Once you have counted the lines below that contain "jobs", give that number and nothing else.

(Dataset entries):
####

PR #4950, opened 2017-12-11
Update mtime on repo index file even if up to date

psiska:
Resolves: #4444

### DIFF
--- a/cabal-install/Distribution/Client/IndexUtils.hs
+++ b/cabal-install/Distribution/Client/IndexUtils.hs
@@ -19,6 +19,7 @@
 module Distribution.Client.IndexUtils (
   getIndexFileAge,
   getInstalledPackages,
+  indexBaseName,
   Configure.getInstalledPackagesMonitorFiles,
   getSourcePackages,
   getSourcePackagesMonitorFiles,
--- a/cabal-install/Distribution/Client/Update.hs
+++ b/cabal-install/Distribution/Client/Update.hs
@@ -26,7 +26,7 @@ import Distribution.Client.FetchUtils
 import Distribution.Client.IndexUtils.Timestamp
 import Distribution.Client.IndexUtils
          ( updateRepoIndexCache, Index(..), writeIndexTimestamp
-         , currentIndexTimestamp )
+         , currentIndexTimestamp, indexBaseName )
 import Distribution.Client.JobControl
          ( newParallelJobControl, spawnJob, collectJob )
 import Distribution.Client.Setup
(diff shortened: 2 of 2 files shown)


23Skidoo:
Haven't reviewed in detail, but this looks similar to #4578. Have you looked at that PR?

psiska:
Yes I did have a look on #4578. Approach in that issue was to use mtime of timestamp files instead of index files. But actually you have pointed out it works only for secure remote repos. 

Approach taken in this issue is like follows.
Warnings is emitted only when mtime on index is more than 15 days. So let's just modify mtime even if the local index is same as remote.
Covers both secure and unsecure repos.

23Skidoo:
Awesome, I'll try to test this today or tomorrow.

23Skidoo:
I tested this and it seems to work.

23Skidoo:
Merged, thanks!

23Skidoo:
Merged manually, see f05615c0f7972d4aa64284a10e1be1c7dc3a34ce.

phadej:
GHC-7.10.3 (`directory-1.2.2.0`):
```
Distribution/Client/Update.hs:43:26:
    Module ‘System.Directory’ does not export ‘setModificationTime’
```

`setModificationTime` is only in `directory-1.2.3.0`.  http://hackage.haskell.org/package/directory-1.3.1.5/changelog

Please, be **very careful** with manual merges. Also https://travis-ci.org/haskell/cabal/jobs/315016658 (build/job of this PR) shows this failure.

Ping @23Skidoo

23Skidoo:
Ugh, I suspected that this would be the case. Will fix.

23Skidoo:
BTW, it looks like we should apply the same fix to `new-update` too (`D.C.CmdUpdate`). @psiska, would you be interested in looking into that?

psiska:
Yes, I can have a look on Thursday / Friday. 
Regarding the breakage - it looks like there is difference in what version of 'directory' is installed. The older version (< 1.2.3.0) is installed only with 7.10.3 - all other builds are choosing newer directory. 

Looking into travis-install.sh does not reveal anything strange to me as the cabal-2.0.0.0 is installed in all environments. The fact that same cabal chooses different version of directory, looks to me like some kind of problem. Is this normal behavior?

23Skidoo:
@psiska GHC 7.10 [comes with `directory-1.2.2.0`](https://ghc.haskell.org/trac/ghc/wiki/Commentary/Libraries/VersionHistory), and since that version is not excluded by the version bounds in `cabal-install.cabal`, it gets picked up by the solver. #4962 fixes the build error.

PR #4958, opened 2017-12-17
Improve `build-type` defaulting

hvr:
A personal pet-peeve of mine when writing `.cabal` files from scratch is forgetting about declaring the `build-type`, which historically will then be inferred to be `Custom` which is almost always *not* what is desired. Instead, a better default is `Simple` as that represents the most basic and recommended `build-type`. Morever, starting with `cabal-version:1.24`, we have a redundant signal in the `.cabal` file to statically imply a custom `build-type`, namely the `custom-setup` stanza.

To this end, this PR finally removes this papercut by improving the defaulting to use the following simple rules:

 - When `cabal-version` is set to `2.1` or higher,   the default is `Simple` unless a `custom-setup` stanza exists, in which case the inferred default is `Custom`.
- For lower `cabal-version`s below `2.1`, the default is `Custom` unconditionally (legacy defaulting).

This allows us to bring down the minimal (modern) trivial cabal package definition down to a single file with 4 lines:

```    
cabal-version: 2.1
name: mu
version: 0
library
```
    
NB: We don't need any `Setup.hs` file, as `cabal new-build` doesn't need any, and `cabal sdist` will magically generate one on the fly and include it in the source distribution.

----

* [x] Test-suite has been extended/updated

### DIFF
--- a/Cabal/Distribution/PackageDescription/Check.hs
+++ b/Cabal/Distribution/PackageDescription/Check.hs
@@ -448,7 +448,7 @@ checkFields pkg =
            "Package names with the prefix 'z-' are reserved by Cabal and "
         ++ "cannot be used."
 
-  , check (isNothing (buildTypeRaw pkg)) $
+  , check (isNothing (buildTypeRaw pkg) && specVersion pkg < mkVersion [2,1]) $
       PackageBuildWarning $
            "No 'build-type' specified. If you do not need a custom Setup.hs or "
         ++ "./configure script then use 'build-type: Simple'."
--- a/Cabal/Distribution/PackageDescription/Check.hs
+++ b/Cabal/Distribution/PackageDescription/Check.hs
@@ -448,20 +448,20 @@ checkFields pkg =
            "Package names with the prefix 'z-' are reserved by Cabal and "
         ++ "cannot be used."
 
-  , check (isNothing (buildType pkg)) $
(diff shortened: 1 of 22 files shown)


hvriedel:
In a future refactoring, `UnknownBuildType` should IMO be removed

23Skidoo:
Yes, makes sense.

23Skidoo:
Test failure is spurious, some `apt-get` failure.

Cabal/Distribution/PackageDescription/Check.hs
```diff
@@ -448,20 +448,20 @@ checkFields pkg =
            "Package names with the prefix 'z-' are reserved by Cabal and "
         ++ "cannot be used."
 
-  , check (isNothing (buildType pkg)) $
+  , check (isNothing (buildTypeRaw pkg) && specVersion pkg < mkVersion [2,1]) $
```
phadej: This is great change, which one should mention in the changelog, It's updated in the manual (great!), but let's advertise this change in Changelog too.

Optionally, we can add a section in changelog gathering all cabal format related changes.

hvr: Right!

Fwiw, I've got more related changes to for `cabal check` & build-type in the pipeline; the idea about structuring the changelog is a good one too, although I've been wanting to have an explicit cabal spec changelog in the user's guide as well... :-)

PR #4962, opened 2017-12-19
Unbreak the build with directory < 1.2.3.0.

23Skidoo:
See https://github.com/haskell/cabal/pull/4950#issuecomment-352753882 for context.

### DIFF
--- a/cabal-install/Distribution/Client/Compat/Directory.hs
+++ b/cabal-install/Distribution/Client/Compat/Directory.hs
@@ -1,0 +1,13 @@
+{-# LANGUAGE CPP #-}
+module Distribution.Client.Compat.Directory (setModificationTime) where
+
+#if MIN_VERSION_directory(1,2,3)
+import System.Directory (setModificationTime)
+#else
+
+import Data.Time.Clock (UTCTime)
+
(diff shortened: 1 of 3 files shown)


cabal-install/Distribution/Client/Compat/Directory.hs
```diff
@@ -0,0 +1,14 @@
+{-# LANGUAGE CPP #-}
+module Distribution.Client.Compat.Directory (setModificationTime) where
+
+#if MIN_VERSION_directory(1,2,3)
+import System.Directory (setModificationTime)
+#else
+
+import Data.Time.Clock (UTCTime)
+import System.IO (FilePath)
```
phadej: IIRC `FIlePath` is in `Prelude`: http://hackage.haskell.org/package/base-4.10.1.0/docs/Prelude.html#t:FilePath

23Skidoo: Yep. Fixed.

23Skidoo:
This passed on Linux, I'll just go ahead and merge because a bunch of other stufff is blocked on this.

PR #4970, opened 2017-12-23
Enable 'make lexer' in travis-meta.

23Skidoo:

### DIFF
--- a/Cabal/Distribution/Parsec/Lexer.hs
+++ b/Cabal/Distribution/Parsec/Lexer.hs
@@ -53,7 +53,6 @@ import qualified Data.Text.Encoding as T
 import qualified Data.Text.Encoding.Error as T
 #endif
 
-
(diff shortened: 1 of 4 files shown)


23Skidoo:
The part where it differs apparently comes from `/usr/include/stdc-predef.h`. I can imagine that file being slightly different on my machine and on Travis for some reason. One solution is to squash repeated empty lines in the generated file.

23Skidoo:
Meta seems to pass now.

23Skidoo:
Pushbot failures are OOM:s, will need to look at these separately.

phadej:
Btw, why @23Skidoo you removed generated `Lexer.hs`?

phadej:
ah, sorry it's not removed, it just shrink a lot `-94 Lexer.hs` looked suspicious when I pulled `master`!

PR #4974, opened 2017-12-25
Issue 989 range op wild

### LINKED ISSUE #989: Context needed for ParseFailed: >= 1.2.*
I had a `build-depends` section with a trailing comma, a syntax error which is arguably hard to spot.

Cabal gave me this error:

```
cabal: <name>.cabal:<lineno>: Parse of field 'build-depends' failed.
```
1. The `<lineno>` was always the first line of the `build-depends` section, not the last (which had the syntax error).
2. There is no mention of the character that failed to parse.

Can we improve this? The logic is defined in `ParseUtils.hs`. I find the code there to be a little dense and wasn't sure how to get started.

phadej:
- No more `try`
- It recognises wild-card version after all operators,
  but fails with more descriptive warning after non-==
  Fixes #989

---

### DIFF
--- a/Cabal/Distribution/Types/VersionRange.hs
+++ b/Cabal/Distribution/Types/VersionRange.hs
@@ -445,13 +445,14 @@ instance Parsec VersionRange where
 
         -- trailing: wildcard (.y.*) or normal version (optional tags) (.y.z-tag)
         verLoop :: CabalParsing m => DList.DList Int -> m (Bool, Version)
-        verLoop acc = verLoop' acc <|> (tags >> pure (False, mkVersion (DList.toList acc)))
+        verLoop acc = verLoop' acc <|> (tags *> pure (False, mkVersion (DList.toList acc)))
 
         verLoop' :: CabalParsing m => DList.DList Int -> m (Bool, Version)
         verLoop' acc = do
             _ <- P.char '.'
-            ((\x -> verLoop (DList.snoc acc x)) =<< P.integral)
-                <|> (\_ -> (True, mkVersion (DList.toList acc))) <$> P.char '*'
+            let digit = P.integral >>= verLoop . DList.snoc acc
+            let wild  = (True, mkVersion (DList.toList acc)) <$ P.char '*'
+            digit <|> wild
 
         parens p = P.between
             ((P.char '(' P.<?> "opening paren") >> P.spaces)
--- a/Cabal/Distribution/Types/VersionRange.hs
+++ b/Cabal/Distribution/Types/VersionRange.hs
@@ -411,37 +411,61 @@ instance Parsec VersionRange where
                         return (intersectVersionRanges f t)
                      <|>
                      return f)
-        factor = P.choice
-            $ parens expr
-            : parseAnyVersion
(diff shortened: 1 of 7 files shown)


Cabal/Distribution/Types/VersionRange.hs
```diff
@@ -411,37 +411,61 @@ instance Parsec VersionRange where
...
+                        _ -> fail $ "Unknown version operator " ++ show op
+
+        -- either wildcard or normal version
+        verOrWild :: CabalParsing m => m (Bool, Version)
+        verOrWild = do
+            x <- P.integral
+            verLoop (x :)
+
+        -- trailing: wildcard (.y.*) or normal version (optional tags) (.y.z-tag)
+        verLoop :: CabalParsing m => ([Int] -> [Int]) -> m (Bool, Version)
```
23Skidoo: May be a good idea to vendor `dlist` to improve readability in cases like this one.

phadej: Will do.

phadej: In fact, we have DList in `Compat`

Cabal/Distribution/Types/VersionRange.hs
```diff
@@ -440,17 +441,17 @@ instance Parsec VersionRange where
...
         verOrWild = do
             x <- P.integral
-            verLoop (x :)
+            verLoop (DList.singleton x)
 
         -- trailing: wildcard (.y.*) or normal version (optional tags) (.y.z-tag)
-        verLoop :: CabalParsing m => ([Int] -> [Int]) -> m (Bool, Version)
-        verLoop acc = verLoop' acc <|> (tags >> pure (False, mkVersion (acc [])))
+        verLoop :: CabalParsing m => DList.DList Int -> m (Bool, Version)
+        verLoop acc = verLoop' acc <|> (tags >> pure (False, mkVersion (DList.toList acc)))
```
23Skidoo: You can also cut down the number of parentheses by rewriting this bit as `mkVersion . DList.toList $ acc`

Cabal/Distribution/Types/VersionRange.hs
```diff
@@ -440,17 +441,17 @@ instance Parsec VersionRange where
...
 
-        verLoop' :: CabalParsing m => ([Int] -> [Int]) -> m (Bool, Version)
+        verLoop' :: CabalParsing m => DList.DList Int -> m (Bool, Version)
         verLoop' acc = do
             _ <- P.char '.'
-            ((\x -> verLoop (acc . (x :))) =<< P.integral)
-                <|> (\_ -> (True, mkVersion (acc []))) <$> P.char '*'
+            ((\x -> verLoop (DList.snoc acc x)) =<< P.integral)
```
23Skidoo: and here you can drop the lambda on the first line and use `const` on the second line.

phadej: done, used `<$`

23Skidoo:
Merged, thanks!

Issue #4914, opened 2017-11-27
Backpack: Too long paths for Windows


alexbiehl:
A project of mine which uses Backpack fails to compile on Windows: 

```
CreateDirectory "C:\\Users\\abiehl\\git\\ignite\\dist-newstyle\\build\\x86_64-windows\\ghc-8.2.1\\ignite-0.1.0.0\\l\\ignite-prelude-indef\\ignite-0.1.0.0-inplace-ignite-prelude-indef+8Vkgfyobi1D5mXxZcObkdr\\build\\ignite-0.1.0.0-inplace-ignite-prelude-indef+8Vkgfyobi1D5mXxZcObkdr": does not exist (Der Dateiname oder die Erweiterung ist zu lang.)
```
_"Der Dateiname oder die Erweiterung ist zu lang"_ is a complaint about a too long path. 

Would it be possible to compress the path a bit?

hvr:
Windows' `MAX_PATH` is the truly the gift that keeps on giving... ;-)

ezyang:
Blegh. The filepath shenanigans are not that easy to fix, but I'll try to resolve it again.

Mistuke:
If the linked PR does not fix this, can I have a small repro for this? I don't know how to make a backpack example :)

ezyang:
I don't see any reason why Backpack wouldn't have been fixed by your patch too :) I'm going to close this unless it pops up again.

hvr:
@Mistuke fwiw, see https://github.com/alexbiehl/ignite

Issue #4515, opened 2017-05-15
Can't install package: `copyFile: does not exist`


alexbiehl:
I recently switched to cabal HEAD (was prior https://github.com/haskell/cabal/commit/3b8ee8324029396298bfe588f1d56426ead216c4) and for installations of new libs I get:

```
Installing library in C:\Users\abiehl\AppData\Roaming\cabal\store\ghc-8.0.2\incoming\new-16045\Users\abiehl\AppData\Roaming\cabal\store\ghc-8.0.2\regex-compat-_-0.95.1.4-a13ab0d5ccd9fb2c4a580fc0674bee71629b38f1\lib
copyFile: does not exist (...)
```

I suspected a too-long path but the actual path is only ~190 characters long. So maybe it actually doesn't create parent directories? I am not sure what the culprit here is exactly.

The respective copy command is issued here: https://github.com/haskell/cabal/commit/3b8ee8324029396298bfe588f1d56426ead216c4#diff-d998ae67b007b4623e9c789feb2c47abR929.

Also the path seems quite redundant! Why not put the library under `C:\Users\abiehl\AppData\Roaming\cabal\store\ghc-8.0.2\incoming\new-16045` instead of `C:\Users\abiehl\AppData\Roaming\cabal\store\ghc-8.0.2\incoming\new-16045\Users\abiehl\AppData\Roaming\cabal\store\ghc-8.0.2\regex-compat-_-0.95.1.4-a13ab0d5ccd9fb2c4a580fc0674bee71629b38f1\lib`. The `new-*` directory is unique already! By dropping the redundant part we can save some precious bytes for paths.

Mistuke:
I don't see anything particularly wrong (aside from the redundant path). If you can reliably reproduce this, could you use https://technet.microsoft.com/en-us/sysinternals/bb896645 (set the filter to cabal.exe to reduce the noise) and you should be able to see the actual error from the file system.

Can you copy and paste the log for that entry here?  or a screenshot.

ezyang:
The problem is probably

```
withTempIncomingDir :: StoreDirLayout -> CompilerId
                    -> (FilePath -> IO a) -> IO a
withTempIncomingDir StoreDirLayout{storeIncomingDirectory} compid action = do
    createDirectoryIfMissing True incomingDir
    withTempDirectory silent incomingDir "new" action
  where
    incomingDir = storeIncomingDirectory compid
```

[...]

PR #4977, opened 2017-12-26
Add support on Windows for copying to long paths.

Mistuke:

Tested by trying to compile cabal itself on a long path.

Should fix partially #3972, #4914, #4515. The reason why partial is because any operation that hits the GHC I/O manager will destroy device path support. Because the GHC I/O manager is using non-native posix like APIs which are mapped to the old Win32 APIs that are bound by MAX_PATH.

This patch works because it avoids touching the I/O manager for doing the file copy and instead does a direct copy using the Win32 API. The Windows APIs do not have the same limitations as the posix ones and so do not require the file to be on the same drive before issuing a copy/move. So this should be much faster too.

### DIFF
--- a/Cabal/Distribution/Compat/CopyFile.hs
+++ b/Cabal/Distribution/Compat/CopyFile.hs
@@ -27,7 +27,7 @@ import System.IO.Error
 import System.Directory
          ( doesFileExist, renameFile, removeFile )
 import System.FilePath
-         ( isRelative, normalise, takeDirectory )
+         ( takeDirectory )
 import System.IO
          ( IOMode(ReadMode), hClose, hGetBuf, hPutBuf, hFileSize
          , withBinaryFile )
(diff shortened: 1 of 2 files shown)


Mistuke:
cc @alexbiehl , @hvr

Cabal/Distribution/Compat/CopyFile.hs
```diff
@@ -25,20 +27,36 @@ import System.IO.Error
 import System.Directory
          ( doesFileExist, renameFile, removeFile )
 import System.FilePath
-         ( takeDirectory )
```
23Skidoo: This breaks the build on non-Windows, where `takeDirectory` is still used, see e.g. https://travis-ci.org/haskell/cabal/jobs/321706530#L778.

23Skidoo:
Do you reckon it'd make sense to implement a compat filepath layer that'd use extended length paths and native operations on Windows, and standard operations (`System.Directory` and friends) otherwise?

Mistuke:
@23Skidoo Well, `System.Directory` mostly does the right thing, it does convert to device paths and calls out to `Win32` which calls the proper APIs. It's specifically `copyFile` that's problematic because of the limitations of the posix calls.

I only quickly glanced but I don't believe the other functions use the I/O manager and so should be fine. A `"proper"` fix would be a new I/O manager in GHC/base. I'm working towards an implementation, but it's a big task so not sure I'll finish by `8.6`. But somewhere in the next two releases it should be done and then Cabal and cabal-install should just work without any changes.

23Skidoo:
Build still fails on Linux, now due to `-Werror`:

```
Distribution/Compat/CopyFile.hs:145:1:
    Warning: Defined but not used: `toExtendedLengthPath'
```

23Skidoo:
Merged, thanks!

BardurArantsson:
Great work! Especially the bit about trying to upstream into base... :)

(Not that I'm using Windows, personally, but this has been a pain for Cabal users and package developers who want "cross-platform-by-default" for quite a while...)

Mistuke:
For future reference, this workaround is no longer need when `cabal` is compiled with GHC 8.6. See https://github.com/ghc/ghc/commit/4de585a5c1ac3edc2914cebcac1753b514051a89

####

(Solution for this task): 2